Following a discussion on the use of newer therapies to improve the management of residual cardiovascular risk in patients at high risk for cardiovascular events, stakeholders consider better ways to implement cost-effectiveness data and provide patients with access to newer therapies.

Transcript

Deepak L. Bhatt, MD, MPH: I’d like to thank all of you for this extremely rich and informative discussion. Before concluding, I’d like to get some final thoughts from each of you. Maybe we’ll just go alphabetically. I’ll start with Adam Bress.

Adam Bress, PharmD, MS: Sure. There are only a few health care interventions that I would label as public health best buys. I mentioned generic statins. I mentioned treating hypertension. The recent analysis around icosapent ethyl in high-risk patients puts it in that category as a public health best buy, and we should be considering how to best implement these data to reduce cardiovascular disease risk to the greatest extent to the largest population.

Deepak L. Bhatt, MD, MPH: Really good thoughts. Let me turn to Dr Budoff.

Matthew J. Budoff, MD: Going from cost-effectiveness toward clinical effectiveness or event reduction, icosapent ethyl ends up giving us the biggest bang for our buck as far as event reduction. We’ve seen 25% to 30%-plus event reductions by adding icosapent ethyl to statins. Although we don’t see head-to-head studies, we see a significantly larger number than what we’ve seen from other therapies, like ezetimibe or PCSK9s. Even the diabetes agents—SGLT2s or GLP1s—have not achieved that event reduction. That incremental benefit in the right patients, such as the patients with high triglycerides, will be very beneficial.

Deepak L. Bhatt, MD, MPH: Terrific. Eric Cannon?
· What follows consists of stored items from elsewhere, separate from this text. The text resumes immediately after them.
PR #6050, opened 2025-09-21
Goal Tracker

### LINKED ISSUE #2211: [SUGGESTION] A tracker widget box like the one for achievements or pokeballs, but that tracks Gems
**Current Behavior**

**Improved Behavior**
I'd like to see a widget tracker box for Gems like we have for pokeballs or pokemon, etc. I have to keep going to the menu to track how many Gems I have when I'm Gem.

**Reason for change**
Because we have widgets for everything else that tracks pokeballs, battle items, flutes, pokemon and everything else that can be moved around as a widget box. I think it'd be an improvement if we could also track our Gems.

**Detailed Description**
A widget box that allows you to keep track of your gems. It should consist of a box similar to Battle Items, where there's an icon for each Gem in each box, with a number indicator underneath each icon that tracks the amount of Gems you have, live. Each row should have 6 Gems, with a total of 3 rows stacked. When the number of Gems farmed reaches a certain amount, instead of showing the amount as 120,000 it would be displayed as 120k, or 120.8k (rounded to the nearest 100th place, so that anything above 50 is rounded up, and anything under 49 is rounded down) for 120, 854. However, when you hover your cursor over the Gem's icon box, it gives the full complete number without any rounding.

I went ahead and tweaked the code for the battle item widget since it already had the boxes and numbers, and what not, so that I could provide some screenshots of what it'd look like. The first screenshot is what it'd look like as a sidebar widget (left or right) and the second is what it'd look like in the center. This widget doesn't allow to spend the Gems like you would in the Gem screen accessed via Menu, this is just for tracking them.

I've displayed what they'd look like if the amounts were in single digits, or hundreds, or thousands, hundreds of thousands and millions. I assume it will allow for billions as well so it would use the appropriate symbols for display, as well as the appropriate decimals for sums requiring them as shown for the Poison Gem (Gem #8), 343, 835 displaying as 343.8k (since the tenths place is under 49 it rounds down to 800 instead of rounding up to 900).

If there are any questions about my suggestion, I am MurderMouse on the Pokeclicker Discord.

**Screenshots:**
image
image

CypherX:
## Description
Adds a Goal Tracker that allows players to create and track custom goals. There are more things that could be added as trackables, I just added some common stuff for now.

- Create & edit custom goals and objectives by clicking the cog icon at the top right of the Goal Tracker module
- Module can be hidden in the Display settings
- Both goals & objectives can be re-ordered
- Right clicking an objective on the main screen module will open the objective config
- When an objective is completed a notification will be shown and it will play the Achievement sound effect (could change to something unique later)

Potential additions & things to figure out
- ~~A method to import/export and share goals & objectives~~
- A "Notes" section for each objective?
- ~~Implement a way to make dropdowns searchable or improve how they're presented, the Pokemon and Berry dropdowns specifically are kind of annoying to find what you want~~
- More trackables
- When should it unlock? After the Tutorial? I want to available early for challenge files but also don't want to overload new players.
- The code can probably be improved
- [your suggestion here]

## Screenshots (optional):
main screen module
image

goal tracker modal
image

objective configuration
image

## Types of changes
- New feature

technically closes #2211


src/modules/goalTracker/GoalTracker.ts
```diff
@@ -0,0 +1,104 @@
...
+    public goals: KnockoutObservableArray<Goal> = ko.observableArray([]);
+    public selectedObjective: KnockoutObservable<Objective | undefined> = ko.observable<Objective>(undefined);
+
+    initialize(): void {}
+
+    canAccess(): boolean {
+        return App.game.statistics.dungeonsCleared[getDungeonIndex('Victory Road Johto')]() > 0;
+    }
+
+    update() {}
```
RegisCoaxans:
```suggestion
```
Feature doesn't need `update()` anymore.

CypherX:
Added a "Display" tracking mode that displays the current amount without tracking progress toward a goal

PR #6070, opened 2025-10-20
Add an backup option before first swapping regions

RedzepR:
## Description

Adds a Download Button on the nextRegionModal.

## Motivation and Context

Especially in the Kanto -> Johto region change unprepared players get stuck and dont have a backup. Now they have the option shoved into their face.

## How Has This Been Tested?

Prompted to change region, saw the button, clicked the button

## Types of changes

- UX improvement


CypherX:
Thoughts on adding a button to the nextRegionModal instead of automatically downloading it? I also think the file name should mention something related to it being a pre-new region backup

RedzepR:
Yeah thats reasonable

RegisCoaxans (approved):

Issue #6076, opened 2025-10-31
[SUGGESTION]: A new berry effect allowing for Wandering Pokemon in the farm to evolve, prior to being caught


rocketguy2:
### Current Behavior

Right now, there are 63 Pokemon in the Friend Safari, the majority of which are evolutions of Pokemon that are catchable in the farm.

Eric Cannon, PharmD, FAMCP: Thank you. This conversation has been amazing, and it’s highlighted many of the advances we’ve had in this area. Ultimately, though, we need to find these patients. Having appropriate strategies to identify the patients who can benefit from these therapies is really incumbent on all of us. As we look at our clients and those employer groups that we take care of, how do we, within their population, identify those patients who may not be looking to go to the doctor but are at high risk and could definitely benefit from these therapies? This is 1 of those things that we’re really focused on, and it’s a huge opportunity for us going forward because we now have a lot of treatments that will benefit our patients.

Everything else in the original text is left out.